>>>>

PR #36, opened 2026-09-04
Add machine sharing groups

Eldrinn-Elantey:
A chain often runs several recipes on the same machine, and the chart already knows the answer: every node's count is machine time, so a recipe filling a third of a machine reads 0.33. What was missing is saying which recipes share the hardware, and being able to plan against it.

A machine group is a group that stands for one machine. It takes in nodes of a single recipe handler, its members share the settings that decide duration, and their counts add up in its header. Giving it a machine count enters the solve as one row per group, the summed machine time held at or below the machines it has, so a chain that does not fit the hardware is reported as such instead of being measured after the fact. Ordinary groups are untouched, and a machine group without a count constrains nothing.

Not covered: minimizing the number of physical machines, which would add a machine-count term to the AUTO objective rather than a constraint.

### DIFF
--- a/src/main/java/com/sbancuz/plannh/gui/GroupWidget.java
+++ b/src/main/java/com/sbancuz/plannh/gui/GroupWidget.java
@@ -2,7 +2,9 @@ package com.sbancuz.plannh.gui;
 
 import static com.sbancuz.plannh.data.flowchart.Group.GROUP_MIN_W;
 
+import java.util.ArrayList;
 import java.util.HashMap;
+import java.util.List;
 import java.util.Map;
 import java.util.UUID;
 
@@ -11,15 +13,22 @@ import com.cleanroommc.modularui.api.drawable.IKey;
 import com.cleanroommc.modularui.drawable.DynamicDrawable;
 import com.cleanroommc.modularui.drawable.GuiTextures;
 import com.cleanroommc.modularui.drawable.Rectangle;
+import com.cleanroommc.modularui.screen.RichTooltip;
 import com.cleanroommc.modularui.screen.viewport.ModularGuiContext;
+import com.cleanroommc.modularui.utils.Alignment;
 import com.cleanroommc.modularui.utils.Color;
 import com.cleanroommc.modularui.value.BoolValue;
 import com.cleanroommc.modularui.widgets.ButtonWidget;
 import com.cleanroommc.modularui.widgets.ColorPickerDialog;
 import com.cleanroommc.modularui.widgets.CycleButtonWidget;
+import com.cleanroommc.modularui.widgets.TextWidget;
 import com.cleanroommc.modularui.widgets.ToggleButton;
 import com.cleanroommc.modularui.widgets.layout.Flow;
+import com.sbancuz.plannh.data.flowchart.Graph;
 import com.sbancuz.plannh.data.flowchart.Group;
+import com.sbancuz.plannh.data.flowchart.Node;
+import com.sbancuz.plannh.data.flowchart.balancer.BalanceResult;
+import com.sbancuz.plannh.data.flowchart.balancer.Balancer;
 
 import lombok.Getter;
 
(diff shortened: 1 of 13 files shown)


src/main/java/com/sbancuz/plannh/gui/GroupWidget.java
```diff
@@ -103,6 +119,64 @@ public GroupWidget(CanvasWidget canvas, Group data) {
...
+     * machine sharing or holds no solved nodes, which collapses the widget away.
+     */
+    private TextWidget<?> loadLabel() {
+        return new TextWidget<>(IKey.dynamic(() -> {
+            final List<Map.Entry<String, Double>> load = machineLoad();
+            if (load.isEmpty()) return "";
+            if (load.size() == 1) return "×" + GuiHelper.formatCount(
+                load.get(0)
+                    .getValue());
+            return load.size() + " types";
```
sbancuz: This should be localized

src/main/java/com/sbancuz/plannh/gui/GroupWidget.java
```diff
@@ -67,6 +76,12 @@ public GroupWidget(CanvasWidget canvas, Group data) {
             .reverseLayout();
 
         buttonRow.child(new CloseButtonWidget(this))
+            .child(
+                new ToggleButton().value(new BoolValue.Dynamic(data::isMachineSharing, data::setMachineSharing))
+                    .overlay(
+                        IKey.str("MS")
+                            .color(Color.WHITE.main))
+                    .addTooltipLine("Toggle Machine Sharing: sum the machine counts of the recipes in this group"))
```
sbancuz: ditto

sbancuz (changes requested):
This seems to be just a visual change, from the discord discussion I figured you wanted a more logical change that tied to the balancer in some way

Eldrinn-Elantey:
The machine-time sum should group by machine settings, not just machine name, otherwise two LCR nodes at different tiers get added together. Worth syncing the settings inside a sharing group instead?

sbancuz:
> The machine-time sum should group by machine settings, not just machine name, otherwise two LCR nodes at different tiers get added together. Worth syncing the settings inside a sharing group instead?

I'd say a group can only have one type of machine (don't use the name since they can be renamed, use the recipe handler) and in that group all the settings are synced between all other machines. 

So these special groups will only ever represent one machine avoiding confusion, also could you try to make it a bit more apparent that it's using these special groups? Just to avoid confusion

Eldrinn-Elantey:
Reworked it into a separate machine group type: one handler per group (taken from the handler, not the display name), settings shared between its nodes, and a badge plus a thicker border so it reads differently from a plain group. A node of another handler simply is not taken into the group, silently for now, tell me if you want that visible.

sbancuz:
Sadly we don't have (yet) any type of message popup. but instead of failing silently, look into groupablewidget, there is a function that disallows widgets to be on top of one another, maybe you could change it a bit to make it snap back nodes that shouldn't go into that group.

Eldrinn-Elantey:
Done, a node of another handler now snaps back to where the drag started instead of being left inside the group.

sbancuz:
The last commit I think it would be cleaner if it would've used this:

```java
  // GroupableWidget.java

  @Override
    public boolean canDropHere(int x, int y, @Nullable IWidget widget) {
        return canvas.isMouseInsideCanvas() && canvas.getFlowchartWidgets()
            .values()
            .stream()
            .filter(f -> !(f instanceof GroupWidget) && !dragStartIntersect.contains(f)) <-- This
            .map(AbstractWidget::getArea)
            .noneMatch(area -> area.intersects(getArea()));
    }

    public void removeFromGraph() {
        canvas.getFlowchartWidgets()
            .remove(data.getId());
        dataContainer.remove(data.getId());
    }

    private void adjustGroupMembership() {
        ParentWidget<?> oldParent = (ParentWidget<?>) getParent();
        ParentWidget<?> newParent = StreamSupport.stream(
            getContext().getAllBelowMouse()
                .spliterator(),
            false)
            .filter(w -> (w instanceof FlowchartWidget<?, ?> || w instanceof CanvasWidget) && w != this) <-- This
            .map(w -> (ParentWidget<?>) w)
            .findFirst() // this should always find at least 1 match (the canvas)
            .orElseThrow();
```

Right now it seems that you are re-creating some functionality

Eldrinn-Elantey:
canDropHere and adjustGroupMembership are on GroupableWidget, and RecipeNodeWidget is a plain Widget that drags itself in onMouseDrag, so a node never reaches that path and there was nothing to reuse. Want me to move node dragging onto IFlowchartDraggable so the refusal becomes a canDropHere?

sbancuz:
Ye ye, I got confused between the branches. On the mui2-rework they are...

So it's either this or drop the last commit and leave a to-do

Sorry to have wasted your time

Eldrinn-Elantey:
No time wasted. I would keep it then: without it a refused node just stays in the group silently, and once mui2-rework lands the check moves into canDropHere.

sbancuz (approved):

<<<<

AIM OF THE EXERCISE: Copy the records above, keeping each line identical.

ANSWER:
PR #36, opened 2026-09-04
Add machine sharing groups

Eldrinn-Elantey:
A chain often runs several recipes on the same machine, and the chart already knows the answer: every node's count is machine time, so a recipe filling a third of a machine reads 0.33. What was missing is saying which recipes share the hardware, and being able to plan against it.

A machine group is a group that stands for one machine. It takes in nodes of a single recipe handler, its members share the settings that decide duration, and their counts add up in its header. Giving it a machine count enters the solve as one row per group, the summed machine time held at or below the machines it has, so a chain that does not fit the hardware is reported as such instead of being measured after the fact. Ordinary groups are untouched, and a machine group without a count constrains nothing.

Not covered: minimizing the number of physical machines, which would add a machine-count term to the AUTO objective rather than a constraint.

### DIFF
--- a/src/main/java/com/sbancuz/plannh/gui/GroupWidget.java
+++ b/src/main/java/com/sbancuz/plannh/gui/GroupWidget.java
@@ -2,7 +2,9 @@ package com.sbancuz.plannh.gui;
 
 import static com.sbancuz.plannh.data.flowchart.Group.GROUP_MIN_W;
 
+import java.util.ArrayList;
 import java.util.HashMap;
+import java.util.List;
 import java.util.Map;
 import java.util.UUID;
 
@@ -11,15 +13,22 @@ import com.cleanroommc.modularui.api.drawable.IKey;
 import com.cleanroommc.modularui.drawable.DynamicDrawable;
 import com.cleanroommc.modularui.drawable.GuiTextures;
 import com.cleanroommc.modularui.drawable.Rectangle;
+import com.cleanroommc.modularui.screen.RichTooltip;
 import com.cleanroommc.modularui.screen.viewport.ModularGuiContext;
+import com.cleanroommc.modularui.utils.Alignment;
 import com.cleanroommc.modularui.utils.Color;
 import com.cleanroommc.modularui.value.BoolValue;
 import com.cleanroommc.modularui.widgets.ButtonWidget;
 import com.cleanroommc.modularui.widgets.ColorPickerDialog;
 import com.cleanroommc.modularui.widgets.CycleButtonWidget;
+import com.cleanroommc.modularui.widgets.TextWidget;
 import com.cleanroommc.modularui.widgets.ToggleButton;
 import com.cleanroommc.modularui.widgets.layout.Flow;
+import com.sbancuz.plannh.data.flowchart.Graph;
 import com.sbancuz.plannh.data.flowchart.Group;
+import com.sbancuz.plannh.data.flowchart.Node;
+import com.sbancuz.plannh.data.flowchart.balancer.BalanceResult;
+import com.sbancuz.plannh.data.flowchart.balancer.Balancer;
 
 import lombok.Getter;
 
(diff shortened: 1 of 13 files shown)


src/main/java/com/sbancuz/plannh/gui/GroupWidget.java
```diff
@@ -103,6 +119,64 @@ public GroupWidget(CanvasWidget canvas, Group data) {
...
+     * machine sharing or holds no solved nodes, which collapses the widget away.
+     */
+    private TextWidget<?> loadLabel() {
+        return new TextWidget<>(IKey.dynamic(() -> {
+            final List<Map.Entry<String, Double>> load = machineLoad();
+            if (load.isEmpty()) return "";
+            if (load.size() == 1) return "×" + GuiHelper.formatCount(
+                load.get(0)
+                    .getValue());
+            return load.size() + " types";
```
sbancuz: This should be localized

src/main/java/com/sbancuz/plannh/gui/GroupWidget.java
```diff
@@ -67,6 +76,12 @@ public GroupWidget(CanvasWidget canvas, Group data) {
             .reverseLayout();
 
         buttonRow.child(new CloseButtonWidget(this))
+            .child(
+                new ToggleButton().value(new BoolValue.Dynamic(data::isMachineSharing, data::setMachineSharing))
+                    .overlay(
+                        IKey.str("MS")
+                            .color(Color.WHITE.main))
+                    .addTooltipLine("Toggle Machine Sharing: sum the machine counts of the recipes in this group"))
```
sbancuz: ditto

sbancuz (changes requested):
This seems to be just a visual change, from the discord discussion I figured you wanted a more logical change that tied to the balancer in some way

Eldrinn-Elantey:
The machine-time sum should group by machine settings, not just machine name, otherwise two LCR nodes at different tiers get added together. Worth syncing the settings inside a sharing group instead?

sbancuz:
> The machine-time sum should group by machine settings, not just machine name, otherwise two LCR nodes at different tiers get added together. Worth syncing the settings inside a sharing group instead?

I'd say a group can only have one type of machine (don't use the name since they can be renamed, use the recipe handler) and in that group all the settings are synced between all other machines. 

So these special groups will only ever represent one machine avoiding confusion, also could you try to make it a bit more apparent that it's using these special groups? Just to avoid confusion

Eldrinn-Elantey:
Reworked it into a separate machine group type: one handler per group (taken from the handler, not the display name), settings shared between its nodes, and a badge plus a thicker border so it reads differently from a plain group. A node of another handler simply is not taken into the group, silently for now, tell me if you want that visible.

sbancuz:
Sadly we don't have (yet) any type of message popup. but instead of failing silently, look into groupablewidget, there is a function that disallows widgets to be on top of one another, maybe you could change it a bit to make it snap back nodes that shouldn't go into that group.

Eldrinn-Elantey:
Done, a node of another handler now snaps back to where the drag started instead of being left inside the group.

sbancuz:
The last commit I think it would be cleaner if it would've used this:

```java
  // GroupableWidget.java

  @Override
    public boolean canDropHere(int x, int y, @Nullable IWidget widget) {
        return canvas.isMouseInsideCanvas() && canvas.getFlowchartWidgets()
            .values()
            .stream()
            .filter(f -> !(f instanceof GroupWidget) && !dragStartIntersect.contains(f)) <-- This
            .map(AbstractWidget::getArea)
            .noneMatch(area -> area.intersects(getArea()));
    }

    public void removeFromGraph() {
        canvas.getFlowchartWidgets()
            .remove(data.getId());
        dataContainer.remove(data.getId());
    }

    private void adjustGroupMembership() {
        ParentWidget<?> oldParent = (ParentWidget<?>) getParent();
        ParentWidget<?> newParent = StreamSupport.stream(
            getContext().getAllBelowMouse()
                .spliterator(),
            false)
            .filter(w -> (w instanceof FlowchartWidget<?, ?> || w instanceof CanvasWidget) && w != this) <-- This
            .map(w -> (ParentWidget<?>) w)
            .findFirst() // this should always find at least 1 match (the canvas)
            .orElseThrow();
```

Right now it seems that you are re-creating some functionality

Eldrinn-Elantey:
canDropHere and adjustGroupMembership are on GroupableWidget, and RecipeNodeWidget is a plain Widget that drags itself in onMouseDrag, so a node never reaches that path and there was nothing to reuse. Want me to move node dragging onto IFlowchartDraggable so the refusal becomes a canDropHere?

sbancuz:
Ye ye, I got confused between the branches. On the mui2-rework they are...

So it's either this or drop the last commit and leave a to-do

Sorry to have wasted your time

Eldrinn-Elantey:
No time wasted. I would keep it then: without it a refused node just stays in the group silently, and once mui2-rework lands the check moves into canDropHere.

sbancuz (approved):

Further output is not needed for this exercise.